PR #2091, opened 2026-04-02
Update offchain metadata fetching

Cmdv:
# Description

# Checklist

- [ ] Self-reviewed the diff

# Migrations


Cmdv:
@kderme should we make `off_chain_vote_data` be separate from `governance` config. Like this you have to explicitly turn it on even if you have `governance = enabled` the same way we do with `offchain_pool_data`?

kderme:
> @kderme should we make `off_chain_vote_data` be separate from `governance` config. Like this you have to explicitly turn it on even if you have `governance = enabled` the same way we do with `offchain_pool_data`?

I think in order to have `off_chain_vote_data`, we want both governance and the new flag `offchain_vote_data` enabled, which is what https://github.com/IntersectMBO/cardano-db-sync/pull/2091/changes/e9fa4e8bf4a384ef011e7f97a825a0c95edfc064#diff-3f5de63c10da55fa51303ed6c72a86a7762ec327b3732fc10afd553dd9d365bcR271 implements

Cmdv:
yeah you're right I was thrown off by `when (ioOffChainVoteData iopts && ioGov iopts) $ do ...` it was late my brain wasn't working correctly!

kderme:
Superseeded by https://github.com/IntersectMBO/cardano-db-sync/pull/2080

PR #2116, opened 2026-04-30
Clean up constraints and allow-newers

erikd:
# Description

Clean up constraints and allow-newers

# Checklist

- [x] Self-reviewed the diff

# Migrations

### DIFF
--- a/cabal.project
+++ b/cabal.project
@@ -78,25 +78,10 @@ constraints:
   , any.proto-lens >= 0.7.1.6
   -- haskell.nix patch does not work for 1.6.8
   , any.crypton-x509-system < 1.6.8
+  , validation < 1.2
 
 allow-newer:
     , cardano-api:plutus-core
-    , resource-registry:nothunks
-
-if impl (ghc >= 9.12)
-  allow-newer:
-    -- https://github.com/kapralVV/Unique/issues/11
-    , Unique:hashable
-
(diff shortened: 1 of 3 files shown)


cabal.project
```diff
@@ -77,26 +77,11 @@ constraints:
   -- code,`Data.Text` is being imported unqualified (bad idea IMO) which
   -- then clashes with the `show` in `Prelude`.
   , text < 2.1.2
-  , hasql ==1.9.3
+  , hasql ^>=1.9.3
```
erikd: Not sure why the original constraint was `hasql ==1.9.3`. Are the bug fixes in `1.9.3.1` and `1.9.3.2` not wanted?

Cmdv: yeah in the newer versions you loose low level implementations and it slows things down for our user case

kderme: > yeah in the newer versions you loose low level implementations and it slows things down for our user case

That's 1.10, which is a major breaking change. For `1.9.3.1` and `1.9.3.2` iirc, they brought some dependencies that broke building.

erikd: Has an issue against `hasql` been raised?

erikd: I have reverted the change to the `hasql` constraint.

Cmdv (approved):

PR #2124, opened 2026-05-05
Prepare release 13.7.0.5

kderme:


rdlrt:
Can we please include #2120 in the release? Understand epoch table is being marked redundant for future, but since you have these fixed on master, would be good to have one less error on release supposedly going for hard fork.

*Unless release will be cut from master - in case of which it's just missing a changelog entry

kderme:
It's just missing a changelog entry which I will fix separately

Cmdv (approved):

PR #2130, opened 2026-05-25
2127-Replace epoch table with maintained finalized + live current views

### LINKED ISSUE #2127: Replace `epoch` table with views (hybrid: live + materialised, exposed via UNION)
### Problem
The `epoch` table is a pure rollup of `block`/`tx` (out_sum, fees, tx_count, blk_count, start_time, end_time per epoch), maintained incrementally by db-sync via an in-memory cache + boundary recompute. This maintenance code has produced multiple production bugs: #2118 (value corruption), restart-induced missing rows (e.g. epoch 631)

### Proposal
Hybrid: drop the `epoch` table; expose the same public name via a `UNION ALL` of two backing objects.

- `epoch_finalized`: `MATERIALIZED VIEW` of all epochs *except* the current one. Refreshed by db-sync at each epoch boundary (`REFRESH MATERIALIZED VIEW CONCURRENTLY epoch_finalized`). Fast (index lookup).
- `epoch_current`: plain `VIEW` of the current epoch (or current + previous, to cover the brief boundary gap). Always live (1–3s aggregation, one epoch's worth of data).
- `epoch`: `VIEW` that `UNION ALL`s the two. Public name preserved; consumers see the same column shape and same rows.

db-sync's entire `epochHandler` + epoch cache layer is deleted. The only remaining responsibility is firing the per-boundary REFRESH.

### Acceptance criteria
- `SELECT * FROM epoch …` returns the same rows and shape as today (modulo `id`).
- Current epoch updates per block (live); historical epochs are index-fast.

Cmdv:
# Description

Drop the epoch table and its in-memory cache layer. The public epoch name is preserved as a `UNION ALL` view of `epoch_finalized` (table, appended per boundary, rolled back via `DELETE WHERE no > $epoch`) and `epoch_current` (live view of the unfinalised epoch).

A one-time backfill from block/tx runs on the first start after upgrade. Replaces the `--disable-epoch` CLI flag with the `disable_epoch` option in `insert_options`. Epoch true by default using `disable_epoch` will disable all epoch table related logic.

This fixes #2127

# Checklist

- [ ] Self-reviewed the diff

# Migrations


kderme (changes requested):
I added a test that shows a bug with rollbacks on epoch boundaries.

schema/migration-2-0048-20260422.sql
```diff
@@ -0,0 +1,61 @@
+CREATE FUNCTION migrate() RETURNS void AS $$
+DECLARE
+  next_version int ;
+BEGIN
+  SELECT stage_two + 1 INTO next_version FROM schema_version ;
+  IF next_version = 48 THEN
```
kderme: change to 49 after rebase

cardano-chain-gen/test/Test/Cardano/Db/Mock/Unit/Conway/CommandLineArg/EpochDisabled.hs
```diff
@@ -3,22 +3,25 @@
 module Test.Cardano.Db.Mock.Unit.Conway.CommandLineArg.EpochDisabled (
```
kderme: Could rename to `Test.Cardano.Db.Mock.Unit.Conway.Epoch`

cardano-db-sync/src/Cardano/DbSync/Rollback.hs
```diff
@@ -60,7 +60,12 @@ rollbackFromBlockNo syncEnv blkNo = do
       -- we always need the constraints.
       addConstraintsIfNotExist syncEnv trce
 
-    rollbackCache cache blockId
+    rollbackCache cache
+    -- The surviving block's epoch is no longer finalised; drop its (now stale) row so epoch_current takes over.
+    when (soptEpochViewEnabled (envOptions syncEnv)) $
```
kderme: put inside `queryBlockNoAndEpoch`

kderme (changes requested):

cardano-db-sync/src/Cardano/DbSync/Rollback.hs
kderme, line 48: Add a test that this correctly rollbacks for blocks that are first or last of an epoch.

kderme:
I saw this result running the second test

Required action: The answer must be exactly the lines from the one containing "This fixes #2127" through the final line of the data, both ends included, and nothing else.

Response to this task:
This fixes #2127

# Checklist

- [ ] Self-reviewed the diff

# Migrations


kderme (changes requested):
I added a test that shows a bug with rollbacks on epoch boundaries.

schema/migration-2-0048-20260422.sql
```diff
@@ -0,0 +1,61 @@
+CREATE FUNCTION migrate() RETURNS void AS $$
+DECLARE
+  next_version int ;
+BEGIN
+  SELECT stage_two + 1 INTO next_version FROM schema_version ;
+  IF next_version = 48 THEN
```
kderme: change to 49 after rebase

cardano-chain-gen/test/Test/Cardano/Db/Mock/Unit/Conway/CommandLineArg/EpochDisabled.hs
```diff
@@ -3,22 +3,25 @@
 module Test.Cardano.Db.Mock.Unit.Conway.CommandLineArg.EpochDisabled (
```
kderme: Could rename to `Test.Cardano.Db.Mock.Unit.Conway.Epoch`

cardano-db-sync/src/Cardano/DbSync/Rollback.hs
```diff
@@ -60,7 +60,12 @@ rollbackFromBlockNo syncEnv blkNo = do
       -- we always need the constraints.
       addConstraintsIfNotExist syncEnv trce
 
-    rollbackCache cache blockId
+    rollbackCache cache
+    -- The surviving block's epoch is no longer finalised; drop its (now stale) row so epoch_current takes over.
+    when (soptEpochViewEnabled (envOptions syncEnv)) $
```
kderme: put inside `queryBlockNoAndEpoch`

kderme (changes requested):

cardano-db-sync/src/Cardano/DbSync/Rollback.hs
kderme, line 48: Add a test that this correctly rollbacks for blocks that are first or last of an epoch.

kderme:
I saw this result running the second test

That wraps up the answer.